What you need to do
In the records that follow, find the line with "- [x] As a platform admin, I can"; from there, retype every line exactly through the line with "On Thu, May", which also belongs to the answer.

Task data
Issue #95, opened 2016-03-17
Manually associate a new monograph with a press


mark-dce:
**STORY**
When I create a new monograph, I would like to be able to associate it with a press, so that it will show up on that press's landing page and facets.

**ACCEPTANCE**
- [x] Users get a list of presses to choose from when creating a monograph (see #97 re list of presses)
- [x] A monograph must be associated with a press
- [x] Update the dev notes description of how to create a monograph:  https://github.com/curationexperts/heliotrope/wiki/Developer-Notes

mark-dce:
Blocked until #97 is complete

val99erie:
@mark-dce Some assumptions I made...

For the predicate of the Press, I used:
http://id.loc.gov/vocabulary/relators/pbl

And curation_concerns already has a predicate for Publisher, which is a multi-value field:
http://purl.org/dc/elements/1.1/publisher

So, I added the new predicate for press, but I didn't change the existing publisher property.
If you want something different, could you write a story with the new predicate info?

PR #130, opened 2016-03-30
Associate a monograph with a press. Story #95

val99erie:


jmcglone:
This looks great. Thanks Val!

@val99erie @jgmorse @mark-dce For future discussion: When dealing with Monograph metadata, what's the difference between a Publisher and a Press? Will there ever be a case where the Publisher is different than the Press? If we don't think so, by default the publisher field should inherit the value of the Press with the ability to overwrite it if needed, or, if don't anticipate the need for a custom publisher, maybe the Press field should just replace the publisher field and take on its existing and planned behavior (be facet-able across the entire platform, searchable etc.).

PR #137, opened 2016-04-04
Use yaml file for curation_concerns server settings

acozine:
If this seems like a good approach, I will make the changes upstream in curation_concerns itself and open a PR there.


mark-dce:
Looks good.  I wonder if it would be clearer to call the configuration file `curation_concerns_paths.yml.sample` or something similar instead of `cc.yml.sample`.  It may not be obvious to a newcomer that "cc" stands for "curation_concerns" and not "carbon_copy" or something else.  I.E.  I have to open that file and read it to figure out what it relates to because "cc" is pretty brief and I might not make the immediate connection to "curation_concerns"

mark-dce:
Looks good, merging

Issue #91, opened 2016-03-16
Minter statefile should not go in /tmp


jcoyne:
Currently its at /tmp/minter-state, but it belongs in a location that will survive a restart.

acozine:
Can close when https://github.com/curationexperts/ansible-hydra/pull/118 is merged.

mark-dce:
Looks like the related PR: curationexperts/ansible-hydra#118  is closed.

Can we deal with #148 as part of this ticket - I think #148 needs to be closed and re-envisioned:

Right now it looks like the default that development environments inherit a setting that points to the system /tmp directory, which gets erased every time you reboot your system.  It would be much better to persist the minter state in development environments too by putting it in the RAILS_ROOT/tmp directory.

PR #148, opened 2016-04-13
Persist minter-state for development enviornments

mark-dce:
Moving minter-state from system /tmp which gets erased every boot to project ./tmp subdirectory so minter-state will persist in dev environments.


acozine:
Changing our approach - see #91.

PR #168, opened 2016-04-18
Persist minter-state for development environments

mark-dce:
Moves minter-state from system /tmp which gets erased every boot
to project tmp subdirectory so minter-state will persist in development.

Also provides safer defaults for production settings for folks
who deploy directly from the repo without using capistrano.


acozine:
Looks good. I wouldn't recommend using $RAILS_ROOT/tmp/ as the home for derivatives or the minter-state file in production, but the best place to set an alternative location is in the production section of the yaml file.

Issue #165, opened 2016-04-15
Platform admin can manage monographs created by other users.


val99erie:
Background info about the intended user abilities for heliotrope:
https://docs.google.com/spreadsheets/d/1D-tFBPzW50InN3qPnZzNScihgbsIQO87DO0mWfNlptg/edit#gid=1442564538

ACCEPTANCE CRITERIA:
- [x] A platform-level admin user can read a monograph created by another user
- [x] A platform-level admin user can update a monograph created by another user
- [x] A platform-level admin user can destroy a monograph created by another user
- [x] A platform-level admin user can publish a monograph created by another user
- [x] A normal logged in user (non-admin) **cannot** update a monograph created by another user
- [x] A normal logged in user (non-admin) **cannot** destroy a monograph created by another user
- [x] A normal logged in user (non-admin) **cannot** publish a monograph created by another user

Note: For a non-admin user, we'll leave the read scenario for another story, since it might be complicated.  It will depend on visibility & publish status, which we haven't fully defined yet.

val99erie:
Check out: `spec/models/ability_spec.rb` and `app/models/ability.rb`

sethaj:
I've added some specs for the first 4 ACs, they pass.

For the final 3 a "normal logged in user (non-admin)" can't, right now, create/publish/destroy _at all_, either their own monographs or others. And there are already tests for that. So maybe this is done? Or we need to think about what a "normal logged in user (non-admin)" role is, like an Editor or Author maybe?

jmcglone:
I think the definition of a normal logged in user (non-admin) at this point is a general user who signs in. They should not be able to CUD. If there are specs for this already, I would consider this done.

When we get around to dealing with Users and Roles, and actually adding the Editor and Author roles to the app, yes we'll need more specs to test.

val99erie:
@sethaj Ah, yeah, I didn't realize that there were already tests for some of those cases.  There are already tests for update and destroy here.  Maybe you could add a line for publish, just for completeness:

https://github.com/curationexperts/heliotrope/blob/master/spec/models/ability_spec.rb#L124-L125

sethaj:
PR for this is #169

PR #169, opened 2016-04-19
wrote some tests for #165, platform admins can manage monographs crea…

sethaj:
…ted by others. 

PR for #165

### DIFF
--- a/spec/models/ability_spec.rb
+++ b/spec/models/ability_spec.rb
@@ -9,10 +9,12 @@ describe Ability do
   let(:section) { create(:section, user: creating_user) }
   let(:file_set) { create(:file_set, user: creating_user) }
 
-  describe 'platform-wide admin user' do
+  describe 'a platform-wide admin user' do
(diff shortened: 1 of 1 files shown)


spec/models/ability_spec.rb
```diff
@@ -108,10 +117,12 @@
         should_not be_able_to(:read, section)
         should_not be_able_to(:update, section)
         should_not be_able_to(:destroy, section)
+        should_not be_able_to(:publish, section)
 
         should_not be_able_to(:read, file_set)
         should_not be_able_to(:update, file_set)
         should_not be_able_to(:destroy, file_set)
+        should_not be_able_to(:publish, file_set)
```
val99erie: We shouldn't test "publish" for file_set or section.  The publish action is only available for monographs:
https://github.com/curationexperts/heliotrope/blob/master/config/routes.rb#L18-L22

sethaj: Good point, thanks. Let me update the PR.

Issue #207, opened 2016-04-29
Handle missing-press errors gracefully


acozine:
## STORY:

As user, when I hit a URL that doesn't exist, I shouldn't think the site is broken. We're currently returning 500 errors for presses that doesn't exist (press.curationexperts.com/michigan-state) and for the resque admin pane (press.curationexperts.com/resque) if the user is non-privileged.
### CURRENT BEHAVIOR:

User gets a 500 error (We're sorry, something went wrong). 
### DESIRED BEHAVIOR:

User gets a flash message (The press "michigan-state" doesn't exist) and gets redirected to the home page.

acozine:
Related to #197.

val99erie:
This can probably be fixed here, by adding a check for existence of the press before trying to load it:
https://github.com/curationexperts/heliotrope/blob/master/app/controllers/press_catalog_controller.rb#L22

jmcglone:
The only case this could be a problem is when a user types in the press URL which is printed in the book front matter. It would be good to test this during Winter 2017 usability testing (#719). 

An option could be to redirect a user to a page that lists all the presses if they type in a press URL that does not exist.

gkostin1966:
Implemented redirect_to(presses_path) option as recommended by @jmcglone.

Issue #197, opened 2016-04-28
Implement resque-web mounted in application


mark-dce:
**STORY**
As a platform or press administrator, I would like an easy way to view background jobs, so that I can verify queues are being processed correctly.

**DETAILS**
See the instructions for mounting resque-web as an engine here: https://github.com/resque/resque-web#starting

Adapt the instructions for restricting access here: https://github.com/resque/resque-web#starting
We'll need to modify the code to match our authorization scheme for admins.

**ACCEPTANCE**
- [x] As a platform admin, I can view the resque-web interface from my browser at \<host\>/resque
- [ ] ~~As a press admin, I can view the rescue-web interface from my browser~~
- [ ] ~~As a press editor, I get an error message saying the page does not exist~~
- [x] As any other logged in user, I get an error message saying the page does not exist
- [x] As an unauthenticated user, I get a message asking me to log in.
- [x] As a platform admin, I have a link to the resque-web URL

acozine:
First acceptance met by PR #208. I'm taking my name off this ticket and tossing it back into Ready.

val99erie:
@mark-dce Should a press-level admin really have access to resque?  That will allow them to view/delete/cancel/re-run jobs at other presses, and may expose data from other presses.

mark-dce:
At some point, the Michigan folks will need to decide if press-level admins should have full access, some kind of constrained access, or no access.  Ideally press-level admins would have access to jobs for their press, but not other presses, but I think it's a pretty big piece of work to make that work (you might need individual queues per press or to somehow namespace jobs by press, etc.)

It's 50/50 to me whether press-level administrators get the same access as platform-level administrators or whether they're restricted the same way press editors are.  I put the requirement in to ensure we addressed the access one way or another, but I'm totally ok if denying access is simpler.

jmcglone:
I agree it would be great if a press-level admin could have access to just
their jobs -- but for now I think it would be okay to deny access.

Curious if the kind of functionality Mark describes would be something
hy-box folks tackle with multi-tenancy?

On Thu, May 5, 2016 at 9:47 PM, Mark Bussey <notifications@github.com>
wrote:

> At some point, the Michigan folks will need to decide if press-level
> admins should have full access, some kind of constrained access, or no
> access. Ideally press-level admins would have access to jobs for their
> press, but not other presses, but I think it's a pretty big piece of work
> to make that work (you might need individual queues per press or to somehow
> namespace jobs by press, etc.)
>
[...]

PR #208, opened 2016-04-29
mount resque-web for platform admins

acozine:
Addresses the first acceptance criterion of #197. Only platform admins can access the resque-web console at /resque; other users currently get 500 errors. See also #207.

### DIFF
--- a/Gemfile
+++ b/Gemfile
@@ -6,6 +6,8 @@ gem 'rails', '4.2.6'
 
 gem 'curation_concerns', '0.12.0'
 gem 'active-fedora', '9.10.4'
+gem 'resque-web', '~> 0.0.7', require: 'resque_web'
+gem 'resque'
 # gem 'pg', '0.18.4'
 gem 'mysql2'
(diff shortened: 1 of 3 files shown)


val99erie:
It seems to be working. I can visit the */resque URL and see the job queues, and when I upload a new file, I can see jobs get queued.

However, when I run resque-web from the command line:
`resque-web -F -N curation_concerns:development`
I can't see the same jobs/queues as in the mounted resque-web.

The mounted resque-web has this info at the bottom of the page:
`Connected to Redis namespace curation_concerns:development on redis://localhost:6379/0`

Is my command line incorrect?

val99erie:
Maybe it doesn't matter.  I don't think I'll need to run resque-web outside of the rails server, so we shouldn't let that question prevent us from merging the PR.

@acozine Could you update the wiki page to explain that resque-web is mounted onto the rails app, and the URL to get to it.  https://github.com/curationexperts/heliotrope/wiki/Background-Jobs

Written answer
- [x] As a platform admin, I can view the resque-web interface from my browser at \<host\>/resque
- [ ] ~~As a press admin, I can view the rescue-web interface from my browser~~
- [ ] ~~As a press editor, I get an error message saying the page does not exist~~
- [x] As any other logged in user, I get an error message saying the page does not exist
- [x] As an unauthenticated user, I get a message asking me to log in.
- [x] As a platform admin, I have a link to the resque-web URL

acozine:
First acceptance met by PR #208. I'm taking my name off this ticket and tossing it back into Ready.

val99erie:
@mark-dce Should a press-level admin really have access to resque?  That will allow them to view/delete/cancel/re-run jobs at other presses, and may expose data from other presses.

mark-dce:
At some point, the Michigan folks will need to decide if press-level admins should have full access, some kind of constrained access, or no access.  Ideally press-level admins would have access to jobs for their press, but not other presses, but I think it's a pretty big piece of work to make that work (you might need individual queues per press or to somehow namespace jobs by press, etc.)

It's 50/50 to me whether press-level administrators get the same access as platform-level administrators or whether they're restricted the same way press editors are.  I put the requirement in to ensure we addressed the access one way or another, but I'm totally ok if denying access is simpler.

jmcglone:
I agree it would be great if a press-level admin could have access to just
their jobs -- but for now I think it would be okay to deny access.

Curious if the kind of functionality Mark describes would be something
hy-box folks tackle with multi-tenancy?

On Thu, May 5, 2016 at 9:47 PM, Mark Bussey <notifications@github.com>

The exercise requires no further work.